Antes de la fiesta hubo un oficio religioso. El padre Thomas recorrió el nuevo hospital, asistido por el padre Joseph y el padre Paul, rociando las paredes con agua bendita, y se cantaron varios himnos en lengua mongo. Hubo oraciones y un sermón del padre Thomas que se prolongó demasiado: aún no había aprendido bastante la lengua nativa como para que se lo entendiera cabalmente. Algunos jóvenes leprosos se impacientaron y se alejaron; el hermano Philippe encontró a un niño rociando las nuevas paredes con su propia forma de agua.
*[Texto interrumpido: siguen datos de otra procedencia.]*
PR #85, opened 2026-04-06
fix(#83): default MCP_SERVER_URL to dev Kapa AI endpoint

imtushar01:
# Description
Default MCP_SERVER_URL to https://mcp-docs.dev.medicmobile.org/mcp when not explicitly set.
Added console.log to display the MCP server URL being used when the documentation search agent makes a call.

medic/cht-agent#83

# Code review checklist
- [x] Readable: Concise, well named, follows the style guide, documented if necessary.
- [ ] Documented: Configuration and user documentation on cht-docs
- [ ] Tested: Unit and/or e2e where appropriate
- [ ] Backwards compatible: Works with existing data and configuration or includes a migration. Any breaking changes documented in the release notes.

# License
The software is provided under AGPL-3.0. Contributions to this project are accepted under the same license.

### DIFF
--- a/src/agents/documentation-search-agent.ts
+++ b/src/agents/documentation-search-agent.ts
@@ -15,11 +15,13 @@ import {
 
 export class DocumentationSearchAgent {
   private useMockMCP: boolean;
+  private mcpServerUrl: string;
 
-  constructor(options: { modelName?: string; useMockMCP?: boolean } = {}) {
+  constructor(options: { modelName?: string; useMockMCP?: boolean; mcpServerUrl?: string } = {}) {
     // Model will be used when MCP integration is complete
     // For now, we use mocked responses
     this.useMockMCP = options.useMockMCP !== false; // Default to true for POC
+    this.mcpServerUrl = options.mcpServerUrl ?? process.env.MCP_SERVER_URL ?? 'https://mcp-docs.dev.medicmobile.org/mcp';
   }
 
   /**
@@ -70,6 +72,8 @@ export class DocumentationSearchAgent {
     if (this.useMockMCP) {
       return this.mockKapaAIResponse(query, domain);
     }
+
+    console.log(`[Documentation Search Agent] Calling MCP server: ${this.mcpServerUrl}`);
 
     // TODO: Actual MCP implementation when server is ready
     // const mcpCall: MCPToolCall = {
--- a/src/cli/research.ts
+++ b/src/cli/research.ts
@@ -73,7 +73,7 @@ async function main() {
     console.log('🤖 Initializing Research Supervisor...\n');
     const supervisor = new ResearchSupervisor({
       modelName: 'claude-sonnet-4-20250514',
-      useMockMCP: true, // Using mocked MCP for now
+      useMockMCP: false, // Use real MCP by default 
     });
 
     // Display issue details


src/cli/research.ts
```diff
@@ -73,7 +73,7 @@ async function main() {
     console.log('🤖 Initializing Research Supervisor...\n');
     const supervisor = new ResearchSupervisor({
       modelName: 'claude-sonnet-4-20250514',
-      useMockMCP: true, // Using mocked MCP for now
+      useMockMCP: false, // Use real MCP by default
```
sugat009, line 76: **issue (blocking):** This will crash because `callKapaAI()` throws when `useMockMCP` is `false`. The real MCP call needs to be wired up before flipping this flag.

src/agents/documentation-search-agent.ts
```diff
@@ -15,11 +15,13 @@ import {
...
 export class DocumentationSearchAgent {
   private useMockMCP: boolean;
+  private mcpServerUrl: string;
 
-  constructor(options: { modelName?: string; useMockMCP?: boolean } = {}) {
+  constructor(options: { modelName?: string; useMockMCP?: boolean; mcpServerUrl?: string } = {}) {
     // Model will be used when MCP integration is complete
     // For now, we use mocked responses
     this.useMockMCP = options.useMockMCP !== false; // Default to true for POC
+    this.mcpServerUrl = options.mcpServerUrl ?? process.env.MCP_SERVER_URL ?? 'https://mcp-docs.dev.medicmobile.org/mcp';
```
sugat009, line 24: **suggestion (non-blocking):** Consider reading `process.env.MCP_SERVER_URL` in `research.ts` (where `dotenv` is loaded) and passing it via constructor options instead of reading it here. Keeps config resolution in one place.

sugat009 (commented):
Thanks for picking this up @imtushar01! The ticket may have been misinterpreted slightly. Just defaulting the URL is not enough to get real Kapa AI results because the MCP integration in `callKapaAI()` is still a TODO stub that throws `'MCP integration not yet implemented'`. So setting `useMockMCP: false` in `research.ts` will crash `npm run research`.

While working on the code generation layer (#86), we needed higher quality output from the research layer, so a full `MCPClient` was implemented there (`src/mcp/client.ts`) with real JSON-RPC calls, timeout handling, error handling, and response parsing. Since the research agent can be operated independently, I think the scope of this ticket can be extended to pull in those components so the research agent works end to end on `main`. If that feels like too much scope, the minimum requirement would be to wire up an actual call to the MCP server in `callKapaAI()` so that flipping `useMockMCP: false` doesn't crash.

Specifically from #86:
- `src/mcp/client.ts` and `src/mcp/index.ts` (the `MCPClient` class)
- The related types in `src/types/index.ts` (`MCPClientConfig`, `MCPSearchDocsParams`, etc.)
- The updated `DocumentationSearchAgent` constructor and `callKapaAI` method that uses `MCPClient` instead of the stub

The existing tests will also need updates:
- The `'should throw error when MCP is disabled and not implemented'` test asserts the current throw behavior and would need to be replaced with a test that verifies a real (or mocked HTTP) call is made
- New tests for the MCP client call (success, timeout, error responses, malformed responses)
- The `'cached' source` test may need updating depending on how the response source is reported after wiring up real calls

This would fully satisfy the acceptance criteria in #83 and reduce merge conflicts when #86 lands later.

src/agents/documentation-search-agent.ts
```diff
@@ -15,11 +15,13 @@ import {
 
 export class DocumentationSearchAgent {
   private useMockMCP: boolean;
+  private mcpServerUrl: string;
 
-  constructor(options: { modelName?: string; useMockMCP?: boolean } = {}) {
+  constructor(options: { modelName?: string; useMockMCP?: boolean; mcpServerUrl?: string } = {}) {
     // Model will be used when MCP integration is complete
     // For now, we use mocked responses
     this.useMockMCP = options.useMockMCP !== false; // Default to true for POC
```
sugat009, line 23: **suggestion (non-blocking):** `options.useMockMCP === true` would be clearer. Currently `undefined` silently becomes `true`, which means callers that don't set it get mocked responses without realizing.

src/agents/documentation-search-agent.ts
```diff
@@ -71,6 +73,8 @@ export class DocumentationSearchAgent {
       return this.mockKapaAIResponse(query, domain);
     }
 
+    console.log(`[Documentation Search Agent] Calling MCP server: ${this.mcpServerUrl}`);
```
sugat009, line 76: **issue:** `mcpServerUrl` is logged but never used in a request. The method throws right below. This needs a real MCP client call using the URL.

src/agents/documentation-search-agent.ts
```diff
@@ -286,4 +290,4 @@ export class DocumentationSearchAgent {
 
     return relatedDomains;
   }
-}
+}
```
sugat009, line 293: **nitpick (non-blocking):** Trailing newline was removed.

imtushar01:
Thanks for the detailed review @sugat009! You're right I had misread the ticket scope. I'll extend this PR to wire up a real MCP call in `callKapaAI()` rather than just defaulting the URL.

I'll pull in the relevant pieces from #86:
- `src/mcp/client.ts` and `src/mcp/index.ts` (the `MCPClient` class)
- The related types (`MCPClientConfig`, `MCPSearchDocsParams`, etc.)
- Updated `DocumentationSearchAgent` constructor and `callKapaAI` to use `MCPClient`

For tests, I'll:
- Replace the `'should throw error when MCP is disabled and not implemented'` test with one that verifies a real (or mocked HTTP) call is made
- Add new tests for success, timeout, error responses, and malformed responses
- Update the `'cached' source` test as needed

Will push an update shortly.

sugat009:
Cool, thanks @imtushar01 !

Nadie se preocupó de que un pequeño grupo disidente que nada tenía que ver con la tribu local cantara aparte sus propios himnos. Sólo el doctor, que había trabajado en el Congo Inferior, reconoció en ellos a algunos revoltosos de la costa, a más de mil kilómetros de distancia. Era imposible que cualquiera de los leprosos los entendiera, de modo que los dejó en paz. La única huella de su largo viaje por tierras y aguas era un insólito amontonamiento de bicicletas en un sendero de la selva que Colin había tomado por casualidad esa mañana.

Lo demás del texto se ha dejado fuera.